Tucked behind the University of Central Florida Police Department on Libra Drive sits a single-story, brick-facade building that houses UCF Facilities and Safety. There, about 100 people plan new buildings, maintain landscapes, create sustainability initiatives and more for UCF. Thousands of cars zoom past daily, but likely not many passersby realize it’s there.
Hannah Hollinger is one of the few who does. A senior studying environmental studies, Hollinger became aware of UCF Facilities and Safety by being involved in Energy Knights, a student club that focuses on spreading knowledge of how to be more environmentally friendly. The Energy Knights’ president at the time told Hollinger that Facilities and Safety was looking for an intern.
“I went to see what it was about, and I was beside myself,” Hollinger said. “I thought ‘This is what I want to get into.’ I didn’t even realize it existed.”
In July 2015 Hollinger became Facilities and Safety’s Sustainability Initiatives’ social outreach intern, in charge of marketing campaigns that can educate the UCF community on sustainability efforts. After a year of seeing firsthand how Facilities and Safety works to make UCF a more sustainable campus, she realized something was missing: student input.
“I realized how, as a student, we don’t have access to understand what happens behind closed doors when it comes to sustainability, operations and facilities at UCF,” she said. “We needed a connecting piece between students and operations.”
That’s what inspired her to create the Student Sustainability Advisory Committee, a 13-person committee that began last August. It gives students access to UCF’s faculty and staff Sustainability Advisory Committee meetings, and the opportunity to help improve UCF’s sustainability in return for internship credit. Students commit for one academic year to create proposals on how they think UCF can improve its sustainability and present them to SAC members who can help make them a reality. The first proposals are expected to be presented this month.

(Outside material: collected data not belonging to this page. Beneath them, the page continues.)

PR #428, opened 2017-01-10
Handle the destroyed instance variable according to errors

dhenze:
The presence of response_errors for a destroy request indicates the
request has not been successful, e.g. due to authorisation issues. By
returning a truthy value a false indication is given as we cannot
assume everyone checking for response errors.

I therefore relate the value of ```@destroyed``` to the existence of errors
as it seems more sensible to me.

Looking forward to your comments. Especially since this may be a
breaking change for some users.

### DIFF
--- a/lib/her/model/orm.rb
+++ b/lib/her/model/orm.rb
@@ -80,7 +80,7 @@ module Her
             assign_attributes(self.class.parse(parsed_data[:data])) if parsed_data[:data].any?
             @metadata = parsed_data[:metadata]
             @response_errors = parsed_data[:errors]
-            @destroyed = true
+            @destroyed = @response_errors.empty?
           end
         end
         self
@@ -163,7 +163,7 @@ module Her
             data = parse(parsed_data[:data])
             metadata = parsed_data[:metadata]
             response_errors = parsed_data[:errors]
-            new(data.merge(:_destroyed => true, :metadata => metadata, :response_errors => response_errors))
+            new(data.merge(:_destroyed => response_errors.empty?, :metadata => metadata, :response_errors => response_errors))
           end
         end
 
--- a/lib/her/model/orm.rb
+++ b/lib/her/model/orm.rb
@@ -80,7 +80,7 @@ module Her
             assign_attributes(self.class.parse(parsed_data[:data])) if parsed_data[:data].any?
             @metadata = parsed_data[:metadata]
             @response_errors = parsed_data[:errors]
-            @destroyed = @response_errors.empty?
+            @destroyed = response.success?
           end
         end
         self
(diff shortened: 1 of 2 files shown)


edtjones:
Thanks for this @dhenze - I think if we're going to return errors for the destroy method shouldn't we do so for all request types?

dhenze:
@edtjones I actually did not change the behaviour of the response_errors, instead I do set the ```@destroyed``` value of the resource accordingly. My assumption here is: An error occured during the delete request, the resource therefore has not been deleted and the resource should not behave like it has been deleted by returning true for ```.destroyed?```
To be honest, I haven't checked for other request types, but most likely similar behaviour may occur for POST (e.g. ```persisted?``` returning a truthy value even though creation failed with errors) and PUT requests. But as stated, haven't checked.
First and foremost I would like to clarify this is the way we want to proceed.

dhenze:
I did update the PR to refer to the response status rather then requiring the errors to be set. I guess this is a much more generic approach.

edtjones:
@ticktricktrack @zkwentz @foxpaul do you have a view? Seems smart to have responses which represent what happened, UNLESS we want to take the approach that the thing returning the success was the _request_ in which case what happens now is correct.

dhenze:
Hi there, any news on the discussion?

edtjones:
Sorry @dhenze haven't had headspace to review this. Looks ok from a quick look. Please nudge if you haven't heard anything in a week.

dhenze:
@edtjones None of the others seems to have considered this PR. Should I outline what this PR is about more clearly?

edtjones:
Hi @dhenze I think we should merge this. I think the general expectation would be to return errors from the api. Will do it tonight.

dhenze:
Thanks @edtjones Very much appreciated. And yes, signaling a success without checking the response causes false expectations. That could lead to other transactional actions in a service ending in inconsistencies.

dhenze:
@edtjones Any news on this?

edtjones:
So sorry - had a bananas time the last few weeks. Will merge asap. 

Would you like commit access? I am keen to share the work with people who want to be involved. 

Ed

--
Sent from my phone: please forgive the brevity.

Ed Jones

edtjones:
@dhenze with big apologies for the delay, I've merged this and released 0.8.5 to rubygems. Let me know if you want commit access - I'm keen to share the work :-)

dhenze:
@edtjones Thanks a lot! 
As for the commit access, as soon as I see something popping up and the need to return, I will get in  contact with you to set something up. Right now it looks like a one-off effort.

dhenze:
Btw. the fix originates of work from @lipanski. 🙇

PR #433, opened 2017-02-01
Added support of unchanged requests

kvokka:
Added middleware for correct support status 304 in responses

It gives huge speed boost, if you have to

request same resources offten


edtjones:
Thanks @kvokka - any reason for writing this rather than using the https://github.com/plataformatec/faraday-http-cache gem?

Also, I wonder if you can fix up the failing tests?

kvokka:
Thank you for so quick response.

gem https://github.com/plataformatec/faraday-http-cache is great, but it targets to client-side optimizing, rather this middleware is targeting to back-end.

This chink was made to prevent heavy response generation on other side, in favor checking `updated_at` field only, so, 200-500ms sub-requests transformed to 2-5ms.

Travis is green now :)

I've fix syntax to the most common style for Ruby 1.9.3 support. Strange to see 1.9.3 in 2017

kvokka:
In Caching part of the README shown way, how to implement caching, but, if on other side object will be changed there is no way to get this information. Only `expire_in` cache, so you will do lots of unneeded expiration's or use stale data. With this middleware there is the way on other side of back-end microservice to know, since what moment the object is fresh.

Of course it is not perfect solution, but it is much more livable, than that, which is included in README.

If you like the code, I can do README update also (or you may take comments from the middleware)

edtjones:
@kvokka a quick holding message to say I haven't forgotten about this! Just want to find some time to review properly.

edtjones:
@zacharywelch if you're feeling keen could you review this?

zacharywelch:
Hi @kvokka, thanks for the PR! Do you mind putting together some specs describing the middleware  behavior? See [first_level_parse_json_spec](https://github.com/remiprev/her/blob/master/spec/middleware/first_level_parse_json_spec.rb) for an example.

I'm also curious what the difference would be with something like faraday-http-cache where it would cache api responses and check whether they were stale on subsequent requests to another microservice or api. Do you have an example you could share?

[Another idea](https://github.com/remiprev/her/pull/445#issuecomment-305936181) discussed in #445 would be to package your own faraday middleware if it's something that could be used by other faraday consumers. Generally **her** middleware is fundamental to the ORM.

PR #436, opened 2017-03-08
Allow to parse response without attributes key

pablocrivella:


edtjones:
HI @pablocrivella thanks for the PR! What situation are you trying to resolve here? Why wouldn't you have an attributes key?

pablocrivella:
I have some endpoints that only return id and type, and according to JSON API spec attributes is not a required field.

pablocrivella:
Hey @edtjones any update about this? :)

PR #439, opened 2017-05-19
Support the latest Ruby version on Travis CI

yensaki:
Travis CI against the latest Ruby 2.4.1.
I added it.


edtjones:
Thanks @yensaki that's brilliant. I've merged. Won't deploy a new gem version for now. (Unless you think I should?)

PR #440, opened 2017-05-29
add reload to model

zacharywelch:
Similar to [ActiveRecord::Persistence.reload](https://apidock.com/rails/ActiveRecord/Persistence/reload), this will refetch a resource from the API and assign its attributes in-place.

```ruby
user = User.find(1)
# => #<User(users/1) id=1 name="Tobias Fünke">
user.name = "Oops"
user.reload # Fetched again via GET "/users/1"
# => #<User(users/1) id=1 name="Tobias Fünke">
```
As described in the docs
> Reloading is commonly used in test suites to test something is actually
> written to the database, or when some action modifies the corresponding
> row in the database but not the object in memory

It's useful in the console as well.

fyi PR #367 also adds `reload` to associations 😺

### DIFF
--- a/lib/her/model/orm.rb
+++ b/lib/her/model/orm.rb
@@ -86,6 +86,23 @@ module Her
         self
       end
 
+      # Refetches the resource
+      #
+      # This method finds the resource by its primary key (which could be
+      # assigned manually) and modifies the object in-place.
+      #
+      # @example
+      #   user = User.find(1)
+      #   # => #<User(users/1) id=1 name="Tobias Fünke">
+      #   user.name = "Oops"
+      #   user.reload # Fetched again via GET "/users/1"
+      #   # => #<User(users/1) id=1 name="Tobias Fünke">
+      def reload(options = nil)
+        fresh_object = self.class.find(id)
+        assign_attributes(fresh_object.attributes)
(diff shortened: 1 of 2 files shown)


edtjones:
This is brilliant @zacharywelch thank you! I'm quite snowed under; how confident should I be just merging this? Will it break anything? I can't see that it can really.

edtjones:
(From a quick code review it looks really self-contained)

zacharywelch:
Hi @edtjones you're right it's rather self-contained and shouldn't interfere w/ her's public api. I spent some time confirming the `Relation` params weren't carried over after `reload` and that looks fine as well 👍

edtjones:
Amazing. I will try to merge and release this week. Thanks again!

(Would you like commit access? I'm keen to share with as many as are keen to contribute)

zacharywelch:
sounds awesome! sent an email to your `errorstudio` address 😄

vinc:
Thanks for this PR! Do you think you can also merge #367?

I started using Her last week and I was just looking for a way to reload assotiations in my test suit.

edtjones:
@vinc yes! Plan to merge @zacarywelch's stuff asap.

PR #442, opened 2017-05-29
add toggle and toggle! to model

zacharywelch:
Similar to [ActiveRecord::Persistence.toggle](https://apidock.com/rails/ActiveRecord/Persistence/toggle), this will assign to `attribute` the boolean opposite of `attribute?` without calling save. There's also a `toggle!` version which saves the resource afterwards.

Although there’s no guarantee the student ideas will be implemented, Hollinger is confident most are at least feasible. One proposal is a composting pilot program in The Burnett Honors College. Another idea is to take a plain exterior wall on campus and make it a green wall with plants hanging from top to bottom, which can improve air quality and overall quality of life. “We can utilize what used to be just concrete or drywall and make it into a living organism and a place you desire to be,” said Hollinger, who also is the Student Government Association’s health and sustainability coordinator.

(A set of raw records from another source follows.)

Issue #8, opened 2020-01-17
Open "Send" Page when a wallet exists


oshorefueled:
### Can the feature be described as a User story?

Given that a wallet has been created or restored.
When I’m on the send page, I should be able to:
* input the address I want to send DCR to
* input the amount I want to send in DCR and see it’s USD equivalent
* see the transaction fee
* see the total number of DCR I’ll be sending which includes transaction fees and my balance after a successful transaction
* see a confirmation page or popup modal asking me to confirm my inputs before sending DCR

### Additional context
Mobile mockups
<img width="324" alt="Screenshot 2020-01-17 at 12 33 31 PM" src="https://user-images.githubusercontent.com/15804688/72609575-9c797480-3925-11ea-9eb1-b8295f1d01a6.png">

confirmation modal
<img width="325" alt="Screenshot 2020-01-17 at 12 34 21 PM" src="https://user-images.githubusercontent.com/15804688/72609655-cd59a980-3925-11ea-8c8d-23b48f608a49.png">

PR #12, opened 2020-01-23
Create Send page

hydra0210:
### Resolves

Issue #8 

### What's new

This adds the send page to the app. The send page is displayed when at least one wallet is loaded upon starting the app

decred
decred2

### Additional context

_Add any other context about the problem here._


LICENCE
```diff
@@ -1,15 +1,15 @@
...
-copyright notice and this permission notice appear in all copies.
-
-THE SOFTWARE IS PROVIDED "AS IS" AND THE AUTHOR DISCLAIMS ALL WARRANTIES
-WITH REGARD TO THIS SOFTWARE INCLUDING ALL IMPLIED WARRANTIES OF
-MERCHANTABILITY AND FITNESS. IN NO EVENT SHALL THE AUTHOR BE LIABLE FOR
-ANY SPECIAL, DIRECT, INDIRECT, OR CONSEQUENTIAL DAMAGES OR ANY DAMAGES
-WHATSOEVER RESULTING FROM LOSS OF USE, DATA OR PROFITS, WHETHER IN AN
-ACTION OF CONTRACT, NEGLIGENCE OR OTHER TORTIOUS ACTION, ARISING OUT OF
-OR IN CONNECTION WITH THE USE OR PERFORMANCE OF THIS SOFTWARE.
+ISC License
```
oluwandabira: Did anything change here?

ui/helper/clicker.go
```diff
@@ -0,0 +1,80 @@
...
+	}
+)
+
+func NewClicker() Clicker {
+	return Clicker{
+		history: []clickItem{},
+	}
+}
+
+func (c *Clicker) Clicked(ctx *layout.Context) bool {
```
oluwandabira: Why use this instead of the widget's inbuilt clicked function?

ui/helper/color.go
```diff
@@ -0,0 +1,21 @@
...
+	SuccessColor = color.RGBA{227, 98, 9, 255}
+
+	DarkBlueColor  = color.RGBA{9, 20, 64, 255}
+	LightBlueColor = color.RGBA{41, 112, 255, 255}
+
+	OrangeColor = color.RGBA{237, 109, 71, 255}
+	GreenColor  = color.RGBA{46, 214, 161, 255} //color.RGBA{65, 191, 83, 255}
+
+	BackgroundColor = color.RGBA{248, 249, 250, 255}
+)
```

A third proposal is to create a community garden at Lake Claire where students can manage their own plot and grow their own fruits and vegetables.
Targets of each proposal range from improving campus buildings, land, energy usage, food, transportation, waste and water.
The creation of the student committee has been mutually beneficial for students and staff. Students get hands-on learning experiences outside the classroom, and in turn, Facilities and Safety has a stream of fresh, innovative ideas, said Yarazeth Watson Colon, coordinator of UCF Sustainability Initiatives. Even though Hollinger will graduate in May, the student committee will live on.
“We want to continue having students come out of the classroom and into the field to help prepare them for the workforce that’s growing and changing,” Colon said.
Hollinger first became passionate about environmental issues in her AP Environmental Studies class in high school where she learned the importance of the field and that its job demand was growing. With a Pegasus Scholarship in hand and a growing passion due to the “climate-change uproar” at the time, as she calls it, Hollinger came to UCF in 2013 to pursue an environmental studies degree and a career in urban planning or public administration.
“I found other people that care – sometimes I feel like even more than I do – and that’s been really encouraging to me,” she said. “Plus, there are so many clubs on campus with an environmental aspect. I don’t think I would’ve gotten that level of exposure had I not come to UCF.”
As Hollinger’s time at UCF winds down, she can rest easy knowing her original mission of social outreach for sustainability initiatives at UCF has been successful.
“People have emailed me often asking about the opportunity with the SSAC,” she said. “It’s now something other people want to be part of.”